PR #237, opened 2022-03-21
Fixing unindenting

benjay10:
Unindenting is better now, the least amount of DOM operations (hopefully).
Before, unindenting a list item would make some previous list items break on multiple lines. This is because empty `<ul>`'s were inserted in the text of those previous list items.

Also looking at indenting as well, as that is also not always correct anymore. This PR remains a draft until that is also fixed or if no better solution could be found in reasonable time.


benjay10:
Something I'm uncertain about, is that sometimes the `mutator` is used to insert and delete nodes, and sometimes, the `element.addChild` and related methods are used. Being new to the editor, I hope these can be interchanged.

Using the mutator was actually part of the cause of the bug, as a position to insert is searched, then the DOM was changed, and then the insertion was done, but in the wrong place.

benjay10:
Okay, no idea what happened with this PR. After many rebase attempts and failures, all commit where lost all of a sudden, and the PR closed automatically. Was able to recover everything with some black magic and reopen this PR.

nvdk:
@benjay10 based on feedback from @abeforgit I understand the mutator must be used for making changes to our VDOM.

abeforgit (approved):
seems to work much better and code looks good, well done!

PR #239, opened 2022-03-23
execute undo on VDOM

nvdk:
while reviewing #236 I noticed the undo handler is not preventing default browser behaviour at the moment, this fixes that. 
edit: Turns out fixing that involved porting this to work on the VDOM, so updated the title to reflect that
NEEDS EXTENSIVE TESTING

### DIFF
--- a/addon/commands/insert-xml-command.ts
+++ b/addon/commands/insert-xml-command.ts
@@ -4,8 +4,7 @@ import { parseXmlSiblings } from '@lblod/ember-rdfa-editor/model/util/xml-utils'
 import Model from '@lblod/ember-rdfa-editor/model/model';
 import { logExecute } from '@lblod/ember-rdfa-editor/utils/logging-utils';
 import ModelRange from '@lblod/ember-rdfa-editor/model/model-range';
-import ModelNode from '../model/model-node';
-import ModelElement from '../model/model-element';
+import setNodeAndChildDirty from '@lblod/ember-rdfa-editor/model/util/set-node-and-child-dirty';
 
 /**
  * Allows you to insert model nodes from an xml string.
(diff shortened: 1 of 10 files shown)


nvdk:
looks like cursor handling is broken now

nvdk:
Turned out it was easier to get this working on the VDOM than getting the old version working. Still some (minor?) issues to work out, looks like I'm missing a few edits in history still at the moment.

addon/commands/insert-xml-command.ts
```diff
@@ -4,8 +4,7 @@ import { parseXmlSiblings } from '@lblod/ember-rdfa-editor/model/util/xml-utils'
 import Model from '@lblod/ember-rdfa-editor/model/model';
 import { logExecute } from '@lblod/ember-rdfa-editor/utils/logging-utils';
 import ModelRange from '@lblod/ember-rdfa-editor/model/model-range';
-import ModelNode from '../model/model-node';
-import ModelElement from '../model/model-element';
+import setNodeAndChildDirty from '@lblod/ember-rdfa-editor/model/util/set-node-and-child-dirty';
```
nvdk, line 7: moved to a helper, because it turns out restoring a snapshot is also a special case

addon/model/model.ts
```diff
@@ -248,11 +252,23 @@ export default class Model {
...
+          setNodeAndChildDirty(snapshot.rootModelNode);
+          mutator.insertNodes(range, ...snapshot.rootModelNode.children);
+        },
+        false,
+        false
+      );
       if (writeBack) {
-        this.write();
+        this.write(this.rootModelNode, false);
+        this._selection = snapshot.modelSelection.clone(this.rootModelNode);
```
nvdk, line 270: didn't seem to work without this clone, though I don't really get why...

addon/model/model.ts
```diff
@@ -195,11 +196,14 @@ export default class Model {
...
   change(
     callback: (mutator: ImmediateModelMutator) => ModelElement | void,
-    writeBack = true
+    writeBack = true,
+    saveSnapshot = true
   ) {
     const mutator = new ImmediateModelMutator(this._eventBus);
     callback(mutator);
-
+    if (saveSnapshot) {
```
nvdk, line 204: not sure if it's best before or after writing the tree (or if it even matters at all)

lagartoverde:
https://user-images.githubusercontent.com/17006446/159938257-4e88a897-58b6-483e-b9e9-d5efaf15d4bb.mov

So weird things happening with the undo, when I remove selecting a portion of the text I cannot undo it, and also when I'm undoing I can't undo the first character I deleted

lagartoverde:
The problem with undoing the first action also happens when inserting

nvdk:
Think I resolved that now @lagartoverde, I was creating a snapshot after a change was applied but I should have been creating it before as we do now

abeforgit (commented):
Works well, some issues with non-collapsed selections:
- select range of text
- backspace
- undo
resulting selection is somewhere unexpected
Not really blocking though

PR #240, opened 2022-03-23
add embroider test scenarios to ember try

nvdk:
According to the embroider readme:
> The best thing for all addons authors to do right now is to achieve the "Embroider Safe" support level. Follow the instructions in the @embroider/test-setup README to add the embroider-safe scenario to your ember-try config.


nvdk:
main things I've noticed:
- embroider doesn't seem to like the way ix does it's exports/imports
- some issues with how we set up crypt

PR #245, opened 2022-03-30
replace all special spaces when regular spaces when parsing html

nvdk:


nvdk:
created as a draft because I want to add some tests + I'm wondering if this shouldn't be part of the html reader instead

nvdk:
This behaviour I think can be generalised for both text and HTML inserts

abeforgit:
I'll leave that discussion for https://binnenland.atlassian.net/browse/GN-3369

It's unclear how harsh we should be in this conversion: e.g. if we do it in the operations, that means it becomes impossible to insert nbsps into the VDOM for any reason whatsoever

On the surface that sounds nice, but until we are fully vdom-based I'm not entirely sure of the consequences yet, so it deserves its own story still

PR #246, opened 2022-03-31
Implement self-updating regex-constrained sets of marks

abeforgit:
This PR introduces a new core feature: LiveMarkSet

## LiveMarkSet
Its a set of marks that trigger on a certain search pattern and automatically update themselves. You provide them with a list of specifications (annoyingly, they are not _quite_ the same as MarkSpecs, but are similar) for marks, along with a query for the datastore.
Upon every contentchange, the livemark will set the specified marks according to the query. It avoids writing to the real dom unnecessarily, and is therefore fast enough to not interrupt the typing experience.

For the query, you have the entire datastore api at your disposal, with the caveat that the query has to result in a TextMatch object. The intended way to get this object is to use the new `searchText` method on the datastore, which will search for text in the same way that the `match-text-command` does, but limited to the relevant ranges defined by the filtered datastore.

**plugins can create a LiveMarkSet with the `createLiveMarkSet` method available on the controller**

### LiveMarkSet events

LiveMarks have their own private eventBus, and will fire a LiveMarkSetUpdatedEvent whenever they update.
You can listen to it using the familiar `onEvent` and `offEvent` methods on the livemarkset instance

## Other new things

To support the LiveMarkSet, quite significant changes were made and new features added.

### RangeMapper

**WARNING** considered functional, but experimental. In particular, the `bias` setting is not clearly defined and needs some thinking

The idea here is to enable the ability to translate a range (or position) _before_ an operation to an equivalent one _after_ the operation, accounting for shifts in positions due to deletion or addition of content.
Every operation is required to return such a mapping.
Crucially, the mappers are combineable. Simply do `mapper.appendMapper(otherMapper)` to allow for valid translations across multiple operations in sequence.
The mutator makes use of this to collect all mappers it receives from operations, and provides a `mapRange` method of its own which runs through all the transformations in order.

Where possible, the return value of the mutator methods was kept the same, this is still the "default sensible range" from before.

### InsertTextOperation

After quite a few reworks, I decided to make text input a first class citizen and give it its own operation. This allowed for more efficient text insertion, since inside an operation all gloves are off and nodes can be directly edited, allowing us to do things like only changing the content instead of replacing entire nodes, and to be smart about merging textnodes if they are adjacent to other textnodes that have similar attributes and marks.

Note that this now creates a difference between `mutator.insertText("text")` and `mutator.insertNodes(new ModelText("text"))`
the latter being the "dumb" version that purely inserts the node without special handling. To be considered if this should be made smarter.

### RemoveMarksFromRanges command

New command to remove marks from a batch of ranges at once, avoiding costly write loops.

### ModelRange.contextNodes

The strategies were expanded. 'rangeTouches' now supports the same options as 'isInside', and every strategy also supports a filter function. No (intended) changes to existing api.

### GenTreeWalker

- now supports the `visitParentsUpwards` option, which "visits closing tags as well as opening tags". This can result in some elements being visited twice, this is by design. The option is off by default.

### Controller

- added the `createLiveMarkSet` method
- added the `getMutator` method to obtain a raw instance of a mutator. This is a lower-level access than `model.change`, in the sense that it doesn't automatically write back to the DOM. 
- added the `write` method to allow manual writing from the controller

### SetUtils & MapUtils
- added a `hasAny` method to both, allowing to check if a set or map has any of the provided elements.

### insert-new-li
- Fixed the selection issues by making sure the new li has some content so the selection can render inside of it (inserts an invisible space if needed)
- Noticed the logic was doing unnecessary splits, resulting in the new li sometimes ending up with an empty element it didn't need.

### insert-text
There were actually quite a few problems with the logic, hence the decision to break it out into its own operation.
Complete rewrite, and it's much simpler now.

### GenTreeWalker

- Fixed some issues with a range-constrained walker. The logic for searching the endNode was wrong and is now (hopefully) better. To be monitored, this is like the sixth time I'm doing this, so I don't trust myself anymore.

## Things noticed but not fixed:

- handling of inserting newlines into a position where they are the last child of their parent is iffy. The content and modelselection is correct but the browser renders it badly which will confuse users, but out of scope


addon/model/controller.ts
```diff
@@ -126,10 +139,22 @@ export class RawEditorController implements Controller {
     return this._rawEditor.rootModelNode;
   }
 
+  get marksRegistry(): MarksRegistry {
+    return this._rawEditor.model.marksRegistry;
+  }
+
+  getMutator(): ImmediateModelMutator {
```
nvdk, line 146: is this now preferred over `model.change( (mutator) => ... )` if you have a controller?

abeforgit: not yet

addon/model/live-mark-set.ts
```diff
@@ -0,0 +1,139 @@
...
+  get liveMarkSpecs(): LiveMarkSpec[] {
+    return this._liveMarkSpecs;
+  }
+
+  private update = () => {
+    const { matchesToAdd, matchesToRemove } = this.calculateRanges();
+    const mutator = this.controller.getMutator();
+    const marksRegistry = this.controller.marksRegistry;
+
+    console.log('TOADD', matchesToAdd);
```
nvdk, line 65: probably want to use a logger here instead of console.log, or remove them alltogether
```suggestion

```

addon/model/live-mark-set.ts
```diff
@@ -0,0 +1,139 @@
...
+    console.log('TOREMOVE', matchesToRemove);
```
nvdk, line 66:
```suggestion
```

addon/model/model-range.ts
```diff
@@ -433,9 +461,57 @@ export default class ModelRange {
   }
 
   sameAs(other: ModelRange): boolean {
+    console.log('THISROOT', this.root);
```
nvdk, line 464:
```suggestion

```

addon/model/model-range.ts
```diff
@@ -433,9 +461,57 @@ export default class ModelRange {
...
+    console.log('OTHERROOT', other.root);
```
nvdk, line 465:
```suggestion
```

addon/model/controller.ts
abeforgit: but I want to provide a controller instance to commands as well, and it will replace the model instance
the change method will probably move to the controller in that case, maybe renamed to something more clear

addon/model/model-range.ts
```diff
@@ -433,9 +461,57 @@ export default class ModelRange {
...
     return this.start.sameAs(other.start) && this.end.sameAs(other.end);
   }
 
+  compare(other: ModelRange): RangeComparison {
+    const startCompStart = this.start.compare(other.start);
```
nvdk, line 468: It took me a while to understand waht startCompStart meant, didn't immediately find a better name though

abeforgit: yeah the non-abbreviated version is really quite verbose

abeforgit: maybe startStartDiff?

tests/unit/model/model-range-test.ts
```diff
@@ -367,4 +369,34 @@ module('Unit | model | model-range', () => {
       });
     });
   });
+  module('Unit | model | model-range | compare', () => {
```
nvdk, line 372: more tests on the range comparison might be warranted

abeforgit: yeah, good point
I'll evaluate if its still needed, I don't think I ended up using it much so I might just get rid of it

addon/model/model-range.ts
```diff
@@ -433,9 +461,57 @@ export default class ModelRange {
   }
 
   sameAs(other: ModelRange): boolean {
+    console.log('THISROOT', this.root);
+    console.log('OTHERROOT', other.root);
     return this.start.sameAs(other.start) && this.end.sameAs(other.end);
   }
 
+  compare(other: ModelRange): RangeComparison {
```
nvdk, line 467: range comparisons are tough, but I couldn't spot an oversight. well done :)

abeforgit: Unfortunately I see now that the only usage is in its only test... :joy: 
I ended up not needing range comparisons at all

abeforgit: the problem is that there are just so many cases that a caller will probably implement its own logic anyway based on the case it needs

abeforgit: you either make assumptions about which cases are equivalent or you end up so many cases on the callsite that your logic is pretty much as complex as if you were to compare positions yourself

addon/model/operations/insert-text-operation.ts
```diff
@@ -0,0 +1,73 @@
...
+    }
+
+    this.emit(
+      new ContentChangedEvent({
+        owner: CORE_OWNER,
+        payload: {
+          type: 'insert',
+          oldRange: this.range,
+          newRange: defaultRange,
+          insertedNodes: [newText],
```
nvdk, line 65: if I understand correctly, when the contents was merged, this should be overwrittenNodes

tests/unit/commands/insert-new-li-command-test.ts
```diff
@@ -113,6 +113,7 @@ module('Unit | commands | insert-new-li-command-test', (hooks) => {
             <text>abc</text>
           </li>
           <li>
+            <text>${INVISIBLE_SPACE}</text>
```
nvdk, line 116: all bow to the mighty invisible space. I think we might want to write an RFC on how to do this properly...

addon/model/controller.ts
nvdk: might want to write that down somewhere ;)

tests/unit/commands/insert-new-li-command-test.ts
abeforgit: yeah... its annoying
the easiest place to clean up is on write, but I really want to avoid making changes to the vdom while writing

addon/model/operations/insert-text-operation.ts
abeforgit: honeslty this whole event is a bit in shambles, but I'll have a look

addon/model/controller.ts
abeforgit: yeah im planning to do a writeup of where we stand tomorrow

tests/unit/commands/insert-new-li-command-test.ts
nvdk: we may not need to have the invisible space in the vdom at all is what I'm thinking... it's only relevant when writing a selection (I think). anyway not a discussion we should have on this PR :).

abeforgit:
This is breaking because of potential slight deviations in selection position after certain commands (which, unfortunately, always have the potential to blow up) and a slightly different (but more accurate) result of the `rangeTouches` contextNodes strategy

Existing apis were not changed (or at least not intentionally)

tests/unit/commands/insert-new-li-command-test.ts
abeforgit: ooh yeah good idea

nvdk:
thanks a lot for the thorough description that helps a lot in reviewing this :+1:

TASK PROMPT
For this listing, copy out every line that includes the word "embroider".

ANSWER FOR THIS EXERCISE
add embroider test scenarios to ember try
According to the embroider readme:
> The best thing for all addons authors to do right now is to achieve the "Embroider Safe" support level. Follow the instructions in the @embroider/test-setup README to add the embroider-safe scenario to your ember-try config.
- embroider doesn't seem to like the way ix does it's exports/imports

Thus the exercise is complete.